PR #399, opened 2020-10-09
[Feature] Create separate styling for selected items in dropdown

LJKaski:
## Description
This PR adds a styling for the currently selected item in dropdown.

## Motivation and Context
Previously the styling was tied to the hover styles, which meant that hovering over an option in the dropdown made the selected style disappear. The styling also didn't match the current designs. This PR fixes both of those issues.

## How Has This Been Tested?
Tested by running locally in styleguidist.

image

## Release notes
-Improve styling of selected element in dropdown

### DIFF
--- a/src/components/Dropdown/Dropdown.tsx
+++ b/src/components/Dropdown/Dropdown.tsx
@@ -25,7 +25,7 @@ export const dropdownClassNames = {
   button: `${baseClassName}_button`,
   popover: `${baseClassName}_popover`,
   item: `${baseClassName}_item`,
-  actionMenuItem: `${baseClassName}_actionMenuItem`,
+  noSelectedStyles: `${baseClassName}_noSelectedStyles`,
 };
 
 export interface DropdownLabelProps extends HtmlLabelProps {}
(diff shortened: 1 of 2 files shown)


src/core/Dropdown/Dropdown.baseStyles.tsx
```diff
@@ -45,51 +45,62 @@ export const baseStyles = withSuomifiTheme(
 
 export const listboxPopoverStyles = withSuomifiTheme(
   ({ theme }: TokensAndTheme) => css`
```
aappoalander, line 47: What if you would destructure alwaysShowVisualPlaceholder here and use it to conditionally place styles on active items?

aappoalander: Then there would be no need for additional template logic or classes.

LJKaski: Could do it that way as well I guess. Is there a benefit compared to the class approach? The class approach is used in most places in the library.

aappoalander: I guess the end result is the same no matter how it's done, but after discussion I would also stick to this more pure class based approach.

src/components/Dropdown/Dropdown.tsx
```diff
@@ -25,6 +25,7 @@ export const dropdownClassNames = {
   button: `${baseClassName}_button`,
   popover: `${baseClassName}_popover`,
   item: `${baseClassName}_item`,
+  actionMenuItem: `${baseClassName}_actionMenuItem`,
```
aappoalander, line 28: I'd rather call this hideActiveSelection etc. so that it's not too strongly connected to action menu use case. The functionality itself looks good!

LJKaski: Good point. Changed the name.

aappoalander (approved):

· · · ·

Task requirements: Retype nothing except the lines from the line holding "LJKaski: Could do" through the last line of the entries, both included.

Result:
LJKaski: Could do it that way as well I guess. Is there a benefit compared to the class approach? The class approach is used in most places in the library.

aappoalander: I guess the end result is the same no matter how it's done, but after discussion I would also stick to this more pure class based approach.

src/components/Dropdown/Dropdown.tsx
```diff
@@ -25,6 +25,7 @@ export const dropdownClassNames = {
   button: `${baseClassName}_button`,
   popover: `${baseClassName}_popover`,
   item: `${baseClassName}_item`,
+  actionMenuItem: `${baseClassName}_actionMenuItem`,
```
aappoalander, line 28: I'd rather call this hideActiveSelection etc. so that it's not too strongly connected to action menu use case. The functionality itself looks good!

LJKaski: Good point. Changed the name.

aappoalander (approved):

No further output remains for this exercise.